◆ **Work instructions**
An exact restatement of the records below is expected.

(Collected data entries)
□ □ □ □ □

PR #271, opened 2021-12-10
Add verbose logging to fulcio client

haydentherapper:
Inspired by https://github.com/google/go-containerregistry/blob/main/pkg/v1/remote/transport/logger.go, this adds verbose logging to debug calls to fulcio. 

We redact the the OIDC token in the authorization header. I've chosen to not redact the body of the request and response, because without the OIDC token or private key, the contents of the body can't be used (the public key, challenge, and returned certificates).

By default, the logs are off. I'll send another PR to cosign to turn on verbose logging.

#### Release Note
```release-note
Added optional verbose client logs
```

### DIFF
--- a/pkg/api/client.go
+++ b/pkg/api/client.go
@@ -21,12 +21,30 @@ import (
 	"encoding/json"
 	"encoding/pem"
 	"errors"
+	"fmt"
 	"io"
+	"io/ioutil"
+	"log"
 	"net/http"
+	"net/http/httputil"
 	"net/url"
 	"path"
+	"strings"
 	"time"
 )
+
+var (
+	// DebugLog is used to log information that is useful for debugging.
+	// Enable with: api.DebugLog.SetOutput(os.Stderr)
+	DebugLog = log.New(ioutil.Discard, "", log.LstdFlags)
+)
+
+// Enabled checks to see if the logger's writer is set to something other
+// than ioutil.Discard. This allows callers to avoid expensive operations
+// that would end up in /dev/null.
+func Enabled(l *log.Logger) bool {
+	return l.Writer() != ioutil.Discard
+}
 
 type CertificateResponse struct {
 	CertPEM  []byte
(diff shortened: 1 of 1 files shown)


pkg/api/client.go
```diff
@@ -149,7 +167,57 @@ type roundTripper struct {
...
+	DebugLog.Printf("--> %s %s", req.Method, req.URL)
+	// Save these headers so we can redact Authorization.
+	savedHeaders := req.Header.Clone()
+	if req.Header != nil && req.Header.Get("authorization") != "" {
+		req.Header.Set("authorization", "<redacted>")
+	}
+
+	b, err := httputil.DumpRequestOut(req, true)
+	if err == nil {
+		DebugLog.Println(string(b))
```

□ □ □ □ □

◆ **Solution to the problem**
PR #271, opened 2021-12-10
Add verbose logging to fulcio client

haydentherapper:
Inspired by https://github.com/google/go-containerregistry/blob/main/pkg/v1/remote/transport/logger.go, this adds verbose logging to debug calls to fulcio. 

We redact the the OIDC token in the authorization header. I've chosen to not redact the body of the request and response, because without the OIDC token or private key, the contents of the body can't be used (the public key, challenge, and returned certificates).

By default, the logs are off. I'll send another PR to cosign to turn on verbose logging.

#### Release Note
```release-note
Added optional verbose client logs
```

### DIFF
--- a/pkg/api/client.go
+++ b/pkg/api/client.go
@@ -21,12 +21,30 @@ import (
 	"encoding/json"
 	"encoding/pem"
 	"errors"
+	"fmt"
 	"io"
+	"io/ioutil"
+	"log"
 	"net/http"
+	"net/http/httputil"
 	"net/url"
 	"path"
+	"strings"
 	"time"
 )
+
+var (
+	// DebugLog is used to log information that is useful for debugging.
+	// Enable with: api.DebugLog.SetOutput(os.Stderr)
+	DebugLog = log.New(ioutil.Discard, "", log.LstdFlags)
+)
+
+// Enabled checks to see if the logger's writer is set to something other
+// than ioutil.Discard. This allows callers to avoid expensive operations
+// that would end up in /dev/null.
+func Enabled(l *log.Logger) bool {
+	return l.Writer() != ioutil.Discard
+}
 
 type CertificateResponse struct {
 	CertPEM  []byte
(diff shortened: 1 of 1 files shown)


pkg/api/client.go
```diff
@@ -149,7 +167,57 @@ type roundTripper struct {
...
+	DebugLog.Printf("--> %s %s", req.Method, req.URL)
+	// Save these headers so we can redact Authorization.
+	savedHeaders := req.Header.Clone()
+	if req.Header != nil && req.Header.Get("authorization") != "" {
+		req.Header.Set("authorization", "<redacted>")
+	}
+
+	b, err := httputil.DumpRequestOut(req, true)
+	if err == nil {
+		DebugLog.Println(string(b))
```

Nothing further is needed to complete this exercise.